I'm glad this topic came up! My dd has been doing this since 8 mos. old. Started out in the high chair, then in the stroller and carseat (the strap between her legs) and also on my hip while in the sling. She's finally cut that out and now likes to do it on my leg or on my body if I'm lying in bed. It's soo irritating. It's like, as soon as I sit down she's on me trying to rub. I keep pushing her off and she just jumps right back on me until I stand up. I thought only little boys did this!!!

Anyway she's 18 mos. old so it's a long phase for us too. I don't let her do it in bed, I just keep telling her "down" and pushing her off and she's not trying it as much then. She will try it on various furniture items too, if I'm not available with my leg (ugh!). It's embarassing when we have people over, or if we are visiting. She actually will work herself into a sweat at times!

I have found that she does this more when she's very bored, working on a BM, or has a BM or very wet diaper. I have also found that it doesn't seem to work as well if I take her diaper off. The cloth diaper seems to have enough bulk to somehow make it work for her better than no diaper at all. Not much of a choice there, since I can't let her go around diaperless all day with my wall to wall carpet.

Maybe at age 3 you can set some limits with it, like in her room only. Maybe have a talk about private parts (??).

One other problem I'm having with my dd is she likes to grab and hold my boobs. They are her security object even though she never nursed. SHe has to have one when she's going to sleep and when she's tired. Even when I am pushing her in a grocery cart she'll reach out and hold onto one in the store, and I try to take her hand off and she had a fit. I have to push the cart with my arms straight out so she can't reach me! I'm waiting until she's old enough for the private parts speech to deal with this one, probably around 3-4 if she's still doing it.
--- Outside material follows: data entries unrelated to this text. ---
PR #1261, opened 2024-04-29
Slight update to field_dirichlet bcs

timofeymukha:
My main goal here is to reduce the number of additional components in the scheme types necessary to add the user field_dirichlet bcs. Currently we need the bc itself, a field list for the dummy fields in the bc,  a bc_list to store the field_dirichlet bcs themselves, and an update procedure pointer to the user routine.

To trim this down, I put most of these things inside the field_dirichlet types themselves. The only extra thing still in the scalar_scheme is the bc_list. I did not quite dare to add a bc_list to a type to store.. a pointer to itself. However, for the field_dirichlet_vector I could store the bc_list, it just contains the 3 field_dirichlet_bcs that are stored as components inside field_dirichlet_vector.

For the fluid, I use the lists in velocity field_dirichlet to also store the field and bc for the pressure. I also use it to store the `update` pointer.

Also adds some extra routines to the field_list wrapper.

As a note, the way things are handled for the field_dirichlet_vector is a bit scary, because we always add the dummy fields for u,v,w,p, *even when they are not initialized* due to the fact that the bc for them is not asked for in the case file.  So, if you point to those uninitialized fields in the user routine, things will crash.  I have not addressed this here.

### DIFF
--- a/src/fluid/fluid_scheme.f90
+++ b/src/fluid/fluid_scheme.f90
@@ -109,8 +109,8 @@ module fluid_scheme
      class(bc_t), allocatable :: bc_inflow !< Dirichlet inflow for velocity
 
      ! Attributes for field dirichlet BCs
-     type(field_dirichlet_vector_t) :: user_bc_vel   !< User-computed Dirichlet velocity condition
-     type(field_dirichlet_t) :: user_bc_prs   !< User-computed Dirichlet pressure condition
+     type(field_dirichlet_vector_t) :: user_field_bc_vel   !< User-computed Dirichlet velocity condition
+     type(field_dirichlet_t) :: user_field_bc_prs   !< User-computed Dirichlet pressure condition
      type(dirichlet_t) :: bc_prs               !< Dirichlet pressure condition
      type(dong_outflow_t) :: bc_dong           !< Dong outflow condition
      type(symmetry_t) :: bc_sym                !< Symmetry plane for velocity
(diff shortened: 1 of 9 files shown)


njansson (commented):
Looks good, the only minor thing is the `user_bc_` name in `fluid_scheme`, not it kind of reads like field_dirichlet is the only user provided bc. I could be wrong, haven't followed the latest bc work too closely.

timofeymukha:
> Looks good, the only minor thing is the `user_bc_` name in `fluid_scheme`, not it kind of reads like field_dirichlet is the only user provided bc. I could be wrong, haven't followed the latest bc work too closely.

There is also the pointwise user inflow bc, which hides in `bc_inflow`. My idea was that it will be removed anyway, but it seems we want to keep those, so you have a point. I can change to `user_field_bc...` to distinguish them for now, perhaps.

src/fluid/fluid_scheme.f90
```diff
@@ -397,71 +392,73 @@ subroutine fluid_scheme_init_common(this, msh, lx, params, scheme, user, &
...
-         this%bc_field_vel%field_dirichlet_w%field_bc
-    this%field_dirichlet_fields%items(4)%ptr => &
-         this%bc_field_prs%field_bc
-
-    call bc_list_init(this%field_dirichlet_bcs, size=4)
-    call bc_list_add(this%field_dirichlet_bcs, this%bc_field_vel%field_dirichlet_u)
-    call bc_list_add(this%field_dirichlet_bcs, this%bc_field_vel%field_dirichlet_v)
-    call bc_list_add(this%field_dirichlet_bcs, this%bc_field_vel%field_dirichlet_w)
+
+    ! Note, some of these are potentially not initialized !
```
vbaconnet, line 446: Yea... This is dangerous and required quite a lot of explanations in the user file documentation, which probably will not be read. So I expect people running into runtime errors for this. Hopefully the example is enough to make people avoid the issue for now. At some point we should move away from this and only pass down whatever is initialized...

vbaconnet (approved):
I think it looks much cleaner now, thanks!! As I said at some point we should only pass down the fields that are initialized to the user_dirichlet_update, but for now I guess this is fine?

src/fluid/fluid_scheme.f90
vbaconnet: Sorry I meant to do this as a simple comment lol, you can mark as resolved whenever :)

timofeymukha: One option would be to just always init and make all 4 fields available. Then one does not have to do all the d_vel_u/d_vel_v stuff, just a "user_dirichlet". But it is a tradeoff of course.

njansson (approved):

src/fluid/fluid_scheme.f90
njansson: If possible, can we avoid init extra fields?

timofeymukha: Yeah, in the current implementation they are not init.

All those things the parenting books never talk about . . .

Darshani


----------



## simonee (Nov 21, 2001)

My dd has done it since 6 months, first on the stroller and highchair straps, now also on table corners. She's almost 3, and we're just starting to clarify that we'd rather she didn't do it on tables outside (the stroller is so ingrained, I don't know of any way to keep her from doing it. Also, we only use the stroller for store trips to put groceries in the bottom, and it's actually kinda nice to have her quiet







)

She starts to understand that most people in our culture consider the feelings she creates private, just like they consider those parts private. So far, she does pretty good ~ but I have many friends who've gotten some good giggles out of it


----------



## USAmma (Nov 29, 2001)

Yeah, we've gotten giggles out if it too. Once we were at a playground and Abi put herself over a giant crayon and started doing her thing. My friend's kid came over and started copying her (she normally doesn't do this), and then a little boy came over and saw them doing it and he copied them! It was really funny but at the same time seeing three kids doing that was kind of disturbing so I had to redirect Abi someplace else.

Darshani


----------



## christina (Apr 3, 2002)

My experience with this is to limit where it's done...
there's nothing wrong with private behaviors
(potty, bath, etc)...done in private...no shaming and new rules stated very casually.
This is unlikely but would become an issue as she gets older and receives ostracism for peers. Let's face it...it's not socially acceptable.
In most masturbation behaviors that are this active, ANXIETY is usually driving the energy.
Which is not to say that the child has an anxiety problem...just that the nature of your child may be more spirited, energetic, quick, alert. For example, in a school-aged child, it's not uncommon for him/her to walk in straight from school and start up.
Physical exercise is mandatory for aggressive masturbators.
Like many other instincts, this one needs to be modified. Again, certain times of day or night might be preferred by your dd, and maybe she does this more when stress is high.
I know of a little girl who would hump against trees and broke a huge four poster bed! So, it's really not a funny or irrelevant issue.
One great exercise is to replace the masturbation with other sensuous forms of touch (touching silk, listening to very quiet piano music, licking something unusual, smelling different smells).
Last, I would just confirm no yeast infection...looking at underwear for discharge...etc.


----------



## MAMA-J (Apr 7, 2002)

OK I should say nothing because my DS plays with his penis alot...but...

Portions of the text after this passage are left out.